How 25 Extra Pounds Can Rob Your Life
Perhaps you saw the study. “The” study making for some interesting water cooler talk and talk show fodder.
Released a few weeks before Thanksgiving, 2007 in the Journal of the American Medical Association, the study suggests that extra twenty or twenty-five pounds of body fat — the fat most of us try so hard to shed — is not going to cause us any health problems. At least health problems that lead to death; the study was based on new mortality figures for 2.3 million American adults.
The conclusion? While obesity, defined in the study as a Body Mass Index, or BMI, of at least 30, leads to early death and the onset of dozens of disease states, those with a BMI between 25 and 30 showed no increase risk of death from heart disease or cancer.
So, should you just forget about those love handles after all? Not so fast.
First, this study analyzed “death”, not “life”. Quality of life, or the state of living in optimum health and energy, was overlooked in favor of sheer mortality statistics.
These statistics can be vastly skewed. For example, there are millions of overweight Americans with heart disease, forced to live on medications and at a considerably slower pace, who do not “die” from the condition.
Dr. Robert Eckel, a spokesperson from the American Medical Association, disagreed with the conclusions and the false impressions of the study. He stated that, for example, diabetes (found to be much higher among even moderately overweight individuals) often goes hand in hand with heart disease.
Also, the researchers used the rather inaccurate BMI to judge their findings. What’s my problem with the BMI? At under ten percent body fat, I have a BMI of 26. This would put me into the “overweight but healthy” camp — yet I am far from overweight. My additional muscle mass throws off the BMI scale. Other factors can cause the BMI to be less reliable than actual body fat percentage, ranging from water retention to bone density. The use of hydrostatic weight, or even calipers to measure body fat, would have provided a far more accurate examination of the data.
The researchers also failed to take into account the fact that abdominal fat, also known as visceral fat, has been shown to lead to metabolic syndrome. A study presented at the 23rd Annual American Medical Association Science Reporters Conference in Washington, D.C. revealed that metabolic syndrome nearly triples heart disease risk, even in “non-obese individuals”, and that visceral body fat is the strongest of the predictors for the condition.
Many people with a large amount of visceral fat are not technically obese when judged by the BMI.
Moreover, this study fails to look at the quality of one’s life — only the cause of death. Most of us would not want to spend the last ten or fifteen years of our life on drugs, machines and in a state of infirmity, even if it meant we would technically outlive the onset of heart disease or cancer.

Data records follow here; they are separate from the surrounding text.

PR #766, opened 2023-06-29
272 - Allocation and LAO changes

brownbearsoftware:
**Add `isEmergencyApplication` and `isEsapApplication` properties when submitting an Application.**

These are stored in the approved_premises_applications table.

**Add new roles & qualifications**

New qualifications:
`EMERGENCY` and `ESAP` are used to determine who is allocated these types of Assessment
`LAO` is used to determine who Assessments, Placement Requests and Placement Applications for LAO Offenders are allocated to.  This is also used to not enforce the LAO check when retrieving Assessments, Placement Requests and Placement Applications.  i.e. a user does not need to pass the LAO check (both inclusion and exclusion) if they have this qualification in order to access these types of entity.  Additionally, this qualification is now used to build the list of possible users to reallocate tasks to as well as performing the LAO check so the available users are everyone with relevant role/assessment type qualifications AND (this qualification or passes LAO).

New roles: `CAS1_EXCLUDED_FROM_ASSESS_ALLOCATION`, `CAS1_EXCLUDED_FROM_MATCH_ALLOCATION`, `CAS1_EXCLUDED_FROM_PLACEMENT_APPLICATION_ALLOCATION` are used to exclude people from automatic allocation for the three types of task

**Users with qualifications not allocated Assessments that do not require qualifications**
Users with one or more of `LAO`, `PIPE`, `EMERGENCY`, `ESAP` qualifications will not be allocated Assessments that do not require any qualifications.  These will only be allocated to people with the ASSESSOR role but no qualifications.

This is not the case for placement request and placement application allocation - these continue to go to anyone with the MATCHER role but with the added caveat that the LAO qualification must be present for requests/applications relating to an LAO Offender


src/main/kotlin/uk/gov/justice/digital/hmpps/approvedpremisesapi/service/OffenderService.kt
```diff
@@ -114,6 +114,21 @@ class OffenderService(
     return AuthorisableActionResult.Success(offender)
   }
 
+  fun isLao(crn: String): Boolean {
```
pezholio, line 119: 👍

pezholio (approved):
There's a lot going on here, but it's looking really good - happy for this to go in 👍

I have yet to meet one person who decreased their body fat in a healthy manner who did not also increase their energy and passion for life. Yet, from personal experience, I can say with certainty that an extra twenty-five pounds of fat will rob that energy and vitality faster than you can say, “Pass the stuffing, please.”
This prompts a question that no study can answer: What is the value of thriving, excelling, and achieving our best in every area of our life, including our body? And, what will this mentally empowered state do for our mortality?
Something tells me it will increase it far beyond what we can measure.
[jB]
Archived in Nutrition.
This entry is tagged: nutrition









Comments (4)
Randy said:
Isn’t it amazing how society can accept negative changes as “normal”. My wife, whose body measurements have basically not changed in the last 15 years now wears clothes two sizes smaller. Some blame it on marketing to make a person “feel better” about their size; I think it is misguided acceptance from a society grossly overweight.
Posted on Nov 08, 2007 03:34 PM
Sarah said:
Crazy. Just like that earlier report about obesity being contagious or caused by virus … anything to make the overweight feel better and not take responsability for their sorry state of fatness (just made that word up).
Heck, I’ve been fat myself, I’m not sitting here throwing the proverbial stone in a glass house. I made the classic mistakes with my nutrition (if it could have been called that, feeding is more appropriate), my total lack of physical activity and the state of denial I was in.
Does that mean I had to stay fat forever? He!! no, it did not and I am not. Sure, there are still some % of bodyfat I want to throw into an incinerator, but so what? That’s exactly where they’re headed!
Guess this is just another article to get up the number of viewers on a show, or to sell that many more issues of the local papers.
Posted on Nov 08, 2007 05:31 PM
Jon Benson said:
Could not agree more!
Posted on Nov 15, 2007 08:52 AM
David Howard said:
I came from a family background of morbidly obese bodies that were intent sitting around a table full of stuffing and bon bons speaking with their mouths full trying to convey how horrible they felt.
Further more two of my aunts have died of diabetes and two from a virety of cancer. Now I saw this coming on when I was young and was horrified at the absolute apathy that seemed to be in my genes.
To live in this manner is a miserable state of being I have seen it first hand. But to die with the consequences of such a lifestyle is far worse.
So without even seing the details of the study I know it is BOGUS!